PR #1048, opened 2026-06-09
Refactor the trivial aggregate functions to more easily unit test

sgrif:
This takes the really trivial aggregate functions, and moves their behavior into the structure I am moving all of them towards over time. The primary benefit for these functions is purely that they're much easier to unit test, and have fewer edge cases to consider in those tests.

At this point the shape that I'm moving towards should be a bit more clear. After we've moved everything out of Accumulator, it and State will become a single type, and we'll refactor the helper columns to always be present and not a mess of options.

`State::accumulate` has a decent bit of duplication of fetching the column. But I do not want the variants to care about decoding things, and keeping it as a field separate from those structs will lead to spaghetti. In the short term, duplication is cheaper than the wrong abstraction

There's a `Dummy` variant on `State` that I don't want to have there long term. It's there because I don't want `State::new` to return an `Option`, and `Accumulator::finalize` takes `&mut self` instead of `self` and I can't flip that switch until everything is moved. Ideally `State::Dummy` would never make it into main, but a long running branch becoming stale is a worse outcome than a bit of scaffold code living in main for a day or two

### DIFF
--- a/pgdog/src/backend/pool/connection/aggregate.rs
+++ b/pgdog/src/backend/pool/connection/aggregate.rs
@@ -23,6 +23,8 @@ use rust_decimal::prelude::{FromPrimitive, ToPrimitive};
 use super::Error;
 
 mod avg;
+mod cmp;
+mod count;
 
 /// GROUP BY <columns>
 #[derive(Hash, PartialEq, Eq, Debug)]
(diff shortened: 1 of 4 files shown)


levkk (approved):
Image

cool cool cool

sgrif:
Oh codecov... Complaining about a file where the coverage % improved, and the only uncovered lines added are error branches for things we don't support yet. Never change.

════════════════════

Only the lines from the one containing "a day or two" through the last line of the material belong in your answer; output them exactly.

(Task solution)
There's a `Dummy` variant on `State` that I don't want to have there long term. It's there because I don't want `State::new` to return an `Option`, and `Accumulator::finalize` takes `&mut self` instead of `self` and I can't flip that switch until everything is moved. Ideally `State::Dummy` would never make it into main, but a long running branch becoming stale is a worse outcome than a bit of scaffold code living in main for a day or two

### DIFF
--- a/pgdog/src/backend/pool/connection/aggregate.rs
+++ b/pgdog/src/backend/pool/connection/aggregate.rs
@@ -23,6 +23,8 @@ use rust_decimal::prelude::{FromPrimitive, ToPrimitive};
 use super::Error;
 
 mod avg;
+mod cmp;
+mod count;
 
 /// GROUP BY <columns>
 #[derive(Hash, PartialEq, Eq, Debug)]
(diff shortened: 1 of 4 files shown)


levkk (approved):
Image

cool cool cool

sgrif:
Oh codecov... Complaining about a file where the coverage % improved, and the only uncovered lines added are error branches for things we don't support yet. Never change.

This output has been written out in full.